PROMPT: Check every line of the material for the word "pipeline". Copy those that have it.

-------------------------

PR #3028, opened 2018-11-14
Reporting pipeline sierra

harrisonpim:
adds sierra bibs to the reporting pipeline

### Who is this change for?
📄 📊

-------------------------

EXERCISE RESPONSE:
Reporting pipeline sierra
adds sierra bibs to the reporting pipeline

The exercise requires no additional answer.